Read This First – My Beliefs

First published 5 July 2017. Last updated 7 September 2017.

This post clarifies some of my most important philosophical beliefs, which I take for granted in much of my other writing.

I am a consequentialist and a utilitarian. I’ve written about my flavor of utilitarianism here. In brief, that flavor is {hedonic, non-negative, total, act} as opposed to, for example, {preference, negative, average, rule}. In briefer, I think Bentham pretty much had it right. Utilitarianism beats other ethical systems because of its simplicity, in virtue of which it’s sort of correct by definition, so I try to keep it that way. Most of the complexity is in the application, not the theory, and many post-Bentham strains of utilitarianism confuse application with theory. This simple view doesn’t mean that utilitarianism is trivial; it just means that it doesn’t do what people usually expect ethical systems to do. It tell us to do the calculus (to add up all the good and bad impacts to get the net impact) for each possible action, and to take the action which has the best net impact.

What does this mean for how we ought to actually live on a daily basis? My thinking on this question borrows several points from Peter Singer’s Famine, Affluence, and Morality:

  • There’s no such thing as supererogation (“moral extra credit”).
  • No amount of true selfishness (as opposed to, for example, self-care which makes one more effective in the long run) is ethically justified.
  • Traditional moral categories like “right”, “wrong”, “okay”, and “above and beyond” are misguided. Actions should be evaluated on an ethical spectrum, relative to the rest of a choice set. Suppose you have three actions available to you. Action A decreases global utility by 1. Action B increases global utility by 1. Action C increases global utility by 10. So to sum up, your choice set is {A, B, C} and their respective impacts on global utility are {-1, 1, 10}. Actions A and B are both unethical here, even though it seems like B improves the world slightly, because it’s wrong to abstain from C as long as it is available (see the next bullet). In this context, A and B are more similar to each other than B and C. There’s nothing special about the 0 line that makes A “wrong” and B and C “right” or “okay”. The only right thing at any time is to take an action with the best expected impact on global utility. All other actions are wrong, and some are more wrong than others. So it’s silly to say that a particular action has a particular ethical valence across the board, independent of the rest of the choice set. If C is not available, then B is right.
  • There’s no intrinsic ethical difference between, for example, doing a bad thing and failing to do an equally good thing.
  • The proximity of an event to you does not intrinsically affect the event’s ethical importance.

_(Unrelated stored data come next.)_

PR #31198, opened 2025-05-13
fix(gradle): make ci inputs same as test inputs

xiongemi:
## Current Behavior

current ci test target does not contain inputs of test, it just contains the test source file

## Expected Behavior

change the ci targets to contain inputs of test
Screenshot 2025-05-13 at 1 31 22 PM

## Related Issue(s)

Fixes #

### DIFF
--- a/packages/gradle/project-graph/src/main/kotlin/dev/nx/gradle/utils/CiTargetsUtils.kt
+++ b/packages/gradle/project-graph/src/main/kotlin/dev/nx/gradle/utils/CiTargetsUtils.kt
@@ -88,8 +88,10 @@ private fun buildTestCiTarget(
     testFile: File,
     testTask: Task,
     projectRoot: String,
-    workspaceRoot: String
+    workspaceRoot: String,
 ): MutableMap<String, Any?> {
+  val taskInputs = getInputsForTask(testTask, projectRoot, workspaceRoot, null)
+
   val target =
       mutableMapOf<String, Any?>(
           "executor" to "@nx/gradle:gradle",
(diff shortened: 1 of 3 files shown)


packages/gradle/project-graph/src/test/kotlin/dev/nx/gradle/utils/AddTestCiTargetsTest.kt
```diff
@@ -76,7 +76,6 @@ class AddTestCiTargetsTest {
     val firstTarget = targets["ci--MyFirstTest"]!!
     assertEquals(firstTarget["executor"], "@nx/gradle:gradle")
     assertEquals(true, firstTarget["cache"])
```
FrozenPandaz, line 78: Can this test actually list the inputs?

packages/gradle/project-graph/src/main/kotlin/dev/nx/gradle/utils/CiTargetsUtils.kt
```diff
@@ -88,8 +88,13 @@ private fun buildTestCiTarget(
     testFile: File,
     testTask: Task,
     projectRoot: String,
-    workspaceRoot: String
+    workspaceRoot: String,
 ): MutableMap<String, Any?> {
+  val taskInputs = getInputsForTask(testTask, projectRoot, workspaceRoot, null)
+  val testFileInput = replaceRootInPath(testFile.path, projectRoot, workspaceRoot)
```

These observations leave us with an exceptionally demanding notion of what we’re ethically obligated to do. That’s something I’m still wrestling with personally, but its personal difficulty does not impugn its philosophical correctness.

Deciding how to to actually execute utilitarian calculus is often a question for philosophy of mind, not for utilitarianism. Utilitarianism did its entire job by telling us to do the calculus in the first place, rather than by giving us a sketchy list of contrived rules to follow. Philosophy of mind is relevant here because utilitarianism only cares about actions which affect the well-being (utility) of “conscious” beings (whatever “conscious” means!). So it’s up to philosophy of mind (and cognitive science, etc.) to tell us which beings we should care about ethically, and to what degree, and how those beings are impacted by certain actions. Of course, forecasting how an action will affect beings is facilitated by having a generally accurate world model. To that end, I am a naturalist.

On meta-ethics, I am a moral realist. There’s nothing mystical about this. I don’t think morality is written into the fabric of the universe, thereby “really existing” in some Platonic sense. But I think it’s sensible to reason about moral propositions objectively (if this word scares you, sub in “impersonally”) in a way that’s not altogether different from how we reason about scientific or even mathematical propositions. I strongly reject the notion that morality is just a glorified set of personal preferences, and that comparing the moralities of individuals, cultures, or eras is necessarily nonsensical.

My beliefs in the philosophy of mind are messier than my beliefs in ethics. I guess I’m basically a computationalist, and I believe pretty strongly in substrate independence. I’m not sure how we should treat fuzzy or nested minds. I’m inclined to think that consciousness is a real, objective property of physical systems, “out there” to be analyzed.

As long as I find a theory convincing, I try to take its implications literally and seriously, rather than clumsily revising the theory to get more comfortable results. Therefore, I believe it’s important to reduce the suffering of wild animals, including insects and other simple life forms. I also give some credence to seemingly crazy ideas such as Boltzmann brains and panpsychism and infinite-universe subjective immortality.